PropertyDefaultDescription
mockserver.loadGenerationEnabledfalseGate on triggering runs (PUT /loadScenario/start). Loading/registering is always allowed.
mockserver.loadGenerationMaxConcurrentScenarios10Hard cap on concurrently active (PENDING+RUNNING) scenarios. A trigger exceeding it is rejected.
mockserver.loadScenarioInitializationJsonPath"" (empty)Path to a JSON file (array of LoadScenario definitions) preloaded into the registry in the LOADED state at startup.
mockserver.loadGenerationMaxVirtualUsers50Per-scenario hard cap on concurrent virtual users.
mockserver.loadGenerationMaxRate5000Per-scenario hard cap on RATE-stage arrival rate (iterations/second).
mockserver.loadGenerationMaxStages20Per-scenario hard cap on profile stages.
mockserver.loadGenerationMaxSteps50Per-scenario hard cap on steps.
mockserver.loadGenerationMaxDurationMillis3600000Per-scenario hard cap on total duration (1 h).
mockserver.loadGenerationMaxInFlightRequests200Per-run live in-flight dispatch semaphore.
mockserver.loadGenerationMaxRequestsPerSecond500Per-run RPS token bucket.
mockserver.loadGenerationMetricLabels"" (empty)Comma-separated allowlist of custom label keys to expose in Prometheus.
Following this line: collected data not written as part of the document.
PR #8251, opened 2020-08-04
Set sql_mode for MySQL version in Gitpod

icarito:
Fixes #8177  (<=== Add issue number here)

Make sure these boxes are checked before your pull request (PR) is ready to be reviewed and merged. Thanks!

* [ ] PR is descriptively titled 📑 and links the original issue above 🔗
* [ ] tests pass -- look for a green checkbox ✔️ a few minutes after opening your PR -- or run tests locally with `rake test`
* [ ] code is in uniquely-named feature branch and has no merge conflicts 📁
* [ ] screenshots/GIFs are attached 📎 in case of UI updation
* [ ] ask `@publiclab/reviewers` for help, in a comment below

> We're happy to help you get this ready -- don't be afraid to ask for help, and **don't be discouraged** if your tests fail at first!

If tests do fail, click on the red `X` to learn why by reading the logs.

Please be sure you've reviewed our contribution guidelines at https://publiclab.org/contributing-to-public-lab-software 

Thanks!

PR #8856, opened 2020-12-15
Try setting ONLY_FULL_GROUP_BY in mysql to get gitpod tests running

jywarren:
Rework of #8251 building on success in #8795!

### DIFF
--- a/.gitpod.yml
+++ b/.gitpod.yml
@@ -5,6 +5,7 @@ ports:
       onOpen: open-preview
 tasks:
     - init: >
+        gem install bundler &&
         bundle install --without production &&
         cp config/database.yml.gitpod config/database.yml &&
         mysql -uroot -proot -e "SET @@global.sql_mode=(SELECT REPLACE(@@global.sql_mode, 'ONLY_FULL_GROUP_BY', ''));" &&
--- a/.gitpod.yml
+++ b/.gitpod.yml
@@ -5,6 +5,7 @@ ports:
       onOpen: open-preview
 tasks:
     - init: >
+        export CHROME_BIN=/usr/bin/chromium-browser &&
         gem install bundler &&
         bundle install --without production &&
         cp config/database.yml.gitpod config/database.yml &&
--- a/.gitpod.yml
+++ b/.gitpod.yml
@@ -18,6 +18,7 @@ tasks:
       command: >
         passenger start 
         
+    - command: chromium-browser --no-sandbox
     - command: redis-server
     - command: rails c
     
--- a/.gitpod.yml
+++ b/.gitpod.yml
@@ -7,6 +7,7 @@ tasks:
     - init: >
         bundle install --without production &&
         cp config/database.yml.gitpod config/database.yml &&
+        mysql -uroot -proot -e "SET @@global.sql_mode=(SELECT REPLACE(@@global.sql_mode, 'ONLY_FULL_GROUP_BY', ''));" &&
         mysql -e "CREATE DATABASE plots;" &&
         cp db/schema.rb.example db/schema.rb &&
         rake db:setup &&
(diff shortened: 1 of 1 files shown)


jywarren:
```

    - init: >
        bundle install --without production &&
        cp config/database.yml.gitpod config/database.yml &&
        mysql -e "CREATE DATABASE plots;" &&
        cp db/schema.rb.example db/schema.rb &&
        rake db:setup &&
        yarn install

rails test test
```

this is working!! init tasks arent running but manually the tests run...

need something for chromedriver though...

jywarren:
And we'll have to get Redis running or skip those -- just like in #8795 !

jywarren:
Ah it looks like bundler is no longer included in default GitPod and this may be why those steps had been failing. I'll add a line for installing it!

jywarren:
Gitpod chrome tips here:

* https://github.com/JesterOrNot/Gitpod-Chrome/blob/master/.gitpod.yml
* https://github.com/publiclab/Leaflet.DistortableImage/pull/750/files

.gitpod.yml
```diff
@@ -15,6 +18,7 @@ tasks:
       command: >
         passenger start 
         
+    - command: chromium-browser --no-sandbox
```
jywarren, line 21: this didn't do anything, maybe not needed?

.gitpod.yml
```diff
@@ -5,8 +5,11 @@ ports:
       onOpen: open-preview
 tasks:
     - init: >
+        export CHROME_BIN=/usr/bin/chromium-browser &&
+        gem install bundler &&
         bundle install --without production &&
         cp config/database.yml.gitpod config/database.yml &&
+        mysql -uroot -proot -e "SET @@global.sql_mode=(SELECT REPLACE(@@global.sql_mode, 'ONLY_FULL_GROUP_BY', ''));" &&
         mysql -e "CREATE DATABASE plots;" &&
```
jywarren, line 13: seeing `App 1912 output: Error: The application encountered the following error: Unknown database 'plots' (ActiveRecord::NoDatabaseError)` here... :-(

jywarren: aha - we got 

`mysql: [Warning] Using a password on the command line interface can be insecure.
ERROR 1045 (28000): Access denied for user 'root'@'localhost' (using password: YES)`

jywarren: I'll try removing the root lines... dunno...

jywarren:
Ok, cautiously, i think this works??? @cesswairimu @Sagarpreet @noi5e @RuthNjeri want to give it a try? We do see a range of errors but nothing we haven't seen already. Maybe some would be solved by a rebase, others by #8864?

```

 FAIL["test_that_pinned_notes_with_\"pinned:foo\"_tags_appear_at_the_top_of_[nodes:foo]_inline_tables", #<Minitest::Reporters::Suite:0x0000563ce636f668 @name="NodeSharedTest">, 10.334103200992104]
 test_that_pinned_notes_with_"pinned:foo"_tags_appear_at_the_top_of_[nodes:foo]_inline_tables#NodeSharedTest (10.33s)
        Expected: 1
          Actual: 0
        test/unit/node_shared_test.rb:24:in `block in <class:NodeSharedTest>'
```

jywarren:
Indeed, other tests failing include `test/editor_test.rb` which we are working on in https://github.com/publiclab/plots2/issues/8858

jywarren:
OK, rebased... let's see again...

jywarren:
Great, tests can now be run on GitPod, although some fail!

> 1029 tests, 3446 assertions, 7 failures, 12 errors, 0 skips

jywarren:
I'll merge this and do a follow-up for the remaining tests. Even with some failing this will unblock some folks!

OTEL always receives all custom labels.

Dashboard UI

The Performance panel (LoadScenarioPanel.tsx, view = performance) is the dashboard control surface for load scenarios. See Dashboard UI — Performance View for the component-level architecture. Key points:

  • Stage builder submits PUT /mockserver/loadScenario (load/register) then PUT /mockserver/loadScenario/start (trigger) with the assembled LoadProfile.stages array. (Dashboard wiring for the registry/start/stop surface is a later UI wave.)
  • Live status polls GET /mockserver/loadScenario every 1 s and surfaces, per registered scenario, its state, stageIndex, stageType, currentTarget, currentVus, percentile latencies, and run counters.
  • Metrics graph shares the @mui/x-charts bundle with MetricsView (lazy-loaded); scrapes GET /mockserver/metrics every 3 s and plots throughput and p95 latency for the mock_server_load_* family.

Deferred

  • Distributed / multi-node load.
  • Client libraries and codegen for the new fields/endpoints (cross-step captures, thresholds, shape, pacing, feeder, stepSelection/weight, and the generateFromOpenAPI/generateFromRecording/report endpoints) — later waves; the core, REST API, and dashboard UI land first. (The dashboard UI already exposes all of these.)

Seeding scenario definitions from recorded traffic is now supported via PUT /mockserver/loadScenario/generateFromRecording (preloading from a JSON file via loadScenarioInitializationJsonPath, and seeding from an OpenAPI spec via PUT /mockserver/loadScenario/generateFromOpenAPI, remain available too).